A SECOND hot and dry harvest season has arrived for farmers in Yorkshire, and the combines are at work night and day in fields all over the county.

The NFU's Rachael Gillbanks said the fine weather means harvest is up to two weeks ahead of schedule for many, with much of the barley already brought in and the wheat fields next in line.

After the disastrously wet harvest of 2013, two years of better weather mean farmers have got their fields back in good condition and an early harvest this year means next year's crop can be planted in good time, and bodes well for 2015's harvest.

But all is not "home and dry" yet, according to Stockton on the Forest farmer Rosie Dunn.

Although the combine harvester started work around two weeks ago, they are not yet half way through their own 150 acres and the crops they cut for other farmers as contractors. Hurricane Bertha, making its way across the Atlantic from the Caribbean, could change the outlook, Rosie added.

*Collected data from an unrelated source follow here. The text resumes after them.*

PR #15955, opened 2023-03-21
fix: typescript/tide don't start when switch from a none-tide project

lawrsp:
move the flycheck setup functions to `-mode-local-vars-hooks`
remove a `flycheck-disable-checker`, which is not neccesary for has `add-to-list flycheck-disabled-checkers`


smile13241324 (approved):
Looks good

PR #15959, opened 2023-03-28
[spacemacs-evil] Only load evil-lisp-state once

bcc32:
This avoids calling `require` over and over every time a new file is opened, which can get expensive if `features` is large.


smile13241324 (approved):
Looks good.

PR #15961, opened 2023-03-29
[version-control] Use upper/lower terminology in smerge-ts

bcc32:
smerge-mode.el has obsoleted the names "mine" and "other" since Emacs 26.1.  Their meanings are not consistent between different VC systems or even different operations (e.g., rebase vs. merge), and "upper" and "lower" are more obvious anyway.

This also changes the Undo key binding in smerge-ts to `U` to avoid a conflict.

### DIFF
--- a/layers/+source-control/version-control/README.org
+++ b/layers/+source-control/version-control/README.org
@@ -2,7 +2,7 @@
 
 #+TAGS: layer|versioning
 
-* Table of Contents                     :TOC_5_gh:noexport:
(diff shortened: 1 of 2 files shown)


bcc32:
BTW, I didn't remove the old key bindings in case users might be accustomed to them, but would be happy to do so if you think it's appropriate.

smile13241324 (approved):
Looks good. I think removing the old bindings would have been fine, anyway I am going to remove them during the merge.

PR #15969, opened 2023-04-07
Openai layer

rommeswi:
This is a first draft for an openai layer. Github organization emacs-openai provides several packages to use OpenAI.
This layer bundles these packages and provides evilification for two of the packages (the others do not need it).
All OpenAI requests are available via the applications/web services keybindings `SPC a w o'.

Features:
send selection/buffer to various openai models
ask openai for code improvement/documentation
generate image from prompt via dall-e
chat with chatgpt

### DIFF
--- a/CHANGELOG.develop
+++ b/CHANGELOG.develop
@@ -501,6 +501,7 @@ In org-agenda-mode
 - hackernews
 - streamlink
 - twitch
+- openai (thanks to Hendrik Rommeswinkel)
 *** Renamed layers
 - =extra-langs= renamed to =major-modes= (thanks to Eivind Fonn)
 - =pdf-tools= renamed to =pdf=
--- a/layers/+web-services/openai/README.org
+++ b/layers/+web-services/openai/README.org
@@ -1,0 +1,72 @@
+#+TITLE: OpenAI layer
+
+#+TAGS: layer|web service|general
+
+
+* Table of Contents                     :TOC_5_gh:noexport:
+- [[#description][Description]]
+  - [[#features][Features:]]
+- [[#install][Install]]
+- [[#configuration][Configuration]]
+- [[#key-bindings][Key bindings]]
+
+* Description
+This layer provides applications to make requests to openai via its API.
+
+** Features:
+- Provides access to openai via the emacs-openai suite of packages
+- Send visual selection or buffer and receive response in current buffer
+- Improve, edit, and document code
+- Chat sessions with chatgpt
+- Obtain AI generated images
+
+* Install
+To use this configuration layer, add it to your =~/.spacemacs=. You will need to
+add =openai= to the existing =dotspacemacs-configuration-layers= list in this
+file.
+
+* Configuration
+You need to set your openai key. If you have stored the key in the environment
+variable OPENAI_API_KEY, then you need to add to your user-config:
+  =(setq openai-key (getenv "OPENAI_API_KEY"))=
+Also, most requests require setting a user, which is done via:
+  =(setq openai-user "user")=
+where "user" can be substituted by other usernames.
+
+
+* Key bindings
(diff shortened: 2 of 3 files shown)


rommeswi:
Here are some possible improvements that might be worth implementing:
- the chatgpt input minibuffer requires the somewhat awkward `<DEL>' `i' to start typing
- it would be more natural to submit the chatgpt buffer content with `C-c C-c'
- the chatgpt input minibuffer is too small, it should scale well by default

lebensterben:
I prefer not to add them to Spacemacs.

This PR mainly adds key bindings to launch the various packages (under SPC a prefix). Users are better off adding their own key bindings. (because it can be much shorter)

rommeswi:
I understand. Once I have figured out the configuration issues that make these packages a bit hard to use in spacemacs, I will make a new pull request where the added value is greater.

The length of the bindings is largely due to the structure of the spacemacs application bindings; I think the "web-services", "chat", "email", and "tools" bindings are just one level too much. I don't think people run that many email clients...

NotBrianZach:
I have a spacemacs copilot layer (mostly adds some useful keybindings to zeroflx package, from https://github.com/rksm/copilot-emacsd)

that maybe could be rolled into this with some modification

 https://github.com/NotBrianZach/spacemacsCopilotLayer

lebensterben:
closing.

the first is what I already mentioned above.

the second reason is more severe, the code snippets you intended to add are not licensed.

rommeswi:
I think this makes sense. It would be best if an experienced spacemacs contributor could look into creating an AI layer or extending existing layers by AI functionality. Inexperienced contributors like myself will probably do more harm than good.

lebensterben:
the major issue is licensing. we cannot accept any code that's not compatible to GPL v3.

rommeswi:
I don't quite understand. As far as I know, I did not suggest introducing any non-GPL v3 code into the spacemacs repository. In the layer I suggested, I added all the license terms in accordance with spacemacs. The packages used are all published under GPL v3. I don't think that writing a layer for these packages would be in conflict with GPL v3 at all.

Perhaps you meant the suggestion by @NotBrianZach for a copilot package? That seems an entirely different idea. I don't think different AIs should be packed into a single layer.

Right now, using the emacs-openai packages requires (for beginners) substantially more effort than just writing "openai" into the list of layers. Given how important AI has become in coding I think it would be good if someone writes a layer for openai.

lebensterben:
> I have a spacemacs copilot layer (mostly adds some useful keybindings to zeroflx package, from https://github.com/rksm/copilot-emacsd)

this is not under a compatible license

rommeswi:
> this is not under a compatible license

and @rommeswi is not @NotBrianZach and neither did this pull request contain anything about copilot.

lebensterben:
> and @rommeswi is not @NotBrianZach 

good point. I was mistaken.

smile13241324:
I see no issue with adding GPL-v3 packages to use a web service though it is an commercial one. I'll be working on this a bit and will merge it later into develop. Keybindings are a bit cumbersome right now but this can be improvement in time.

Lets see if inspiration hits me if not I may just merge it with the original bindings and have the community find shorter ones.

smile13241324:
Lets give AI the place it deserves, I have moved the bindings to global $ which is for AI, there I have made a sub binding for openAI for now. If we add more AI services (hopefully free ones) we could also think about leaving the source binding (openAi) and just have bindings for features like code completion with users having to make a choice which provider to use similar to what we did for the search solution in Spacemacs (Ivy, Helm...) but for now lets keep it simple.

Moving the setup into individual layers, something I have recommended in the related ticket, makes no sense anymore as all languages use the same requests so lets start with this and see how it goes (feedback is welcome).

smile13241324:
Its merged onto develop @rommeswi, thanks for the contribution :)

PR #15975, opened 2023-04-12
*layers/+spacemacs/spacemacs-layouts/packages.el: loading after helm-buffer

sunlin7:
The `(spacemacs//persp-helm-setup)` should be loaded after `helm-buffer` for it using the variable `helm-buffer-list-reorder-fn`.

### DIFF
--- a/layers/+spacemacs/spacemacs-layouts/packages.el
+++ b/layers/+spacemacs/spacemacs-layouts/packages.el
@@ -117,7 +117,7 @@
 
 
 (defun spacemacs-layouts/post-init-helm ()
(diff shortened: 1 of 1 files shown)


lebensterben (approved):

cameron1729:
This change appears to have broken layouts. When checking buffers with `C-x b` I now see **all** buffers instead of buffers specific to the layout. Reverting this change restores the old behaviour.

sunlin7:
@cameron1729 please help verify with https://github.com/syl20bnr/spacemacs/pull/16076. Thanks.

PR #15984, opened 2023-04-19
*core/core-configuration-layer.el: try `package-activate-all' for speedup

sunlin7:
Hi,

Spacemacs maybe initalize more than 100+ packages at startup, it can be speedup by setting the `package-quickstart` to `t` or manually call function `(package-quickstart-refresh)` to generate the `package-quickstart-file`, then call the `(package-activate-all)`  to load the packages in batches.

Otherwise, the `(package-activate-all)` will do nothing.

Please help review this change. Thanks

### DIFF
--- a/core/core-configuration-layer.el
+++ b/core/core-configuration-layer.el
@@ -674,6 +674,7 @@ To prevent package from being installed or uninstalled set the variable
                  (not configuration-layer-exclude-all-layers))
         (configuration-layer/delete-orphan-packages packages))))
   ;; configure used packages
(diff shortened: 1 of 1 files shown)


lebensterben:
> If you have many packages installed, you can improve startup times by setting the user option package-quickstart to t. Setting this option will make Emacs precompute many things instead of re-computing them on every Emacs startup. However, if you do this, then you have to manually run the command package-quickstart-refresh when the activations need to be changed, such as when you change the value of package-load-list.

you can change the value in your own early-init file

sunlin7:
Agree, close this PR. Thanks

She said: "We got a good start, and if the weather had held we would be well on our way. But now there's a hurricane being tracked across from America, and a lot depends on where that ends up. It could land on the south, but a lot of the harvest is over there so it wouldn't have much impact. But if it lands up north, there's a lot of harvest left to do."

Days of changeable weather could put a dampener on the successful harvest so far, and prompt a mad rush to bring the crops in on time.

"We haven't had any all-nighters yet, but if the weather stays catchy then when there is good weather, you have to make on."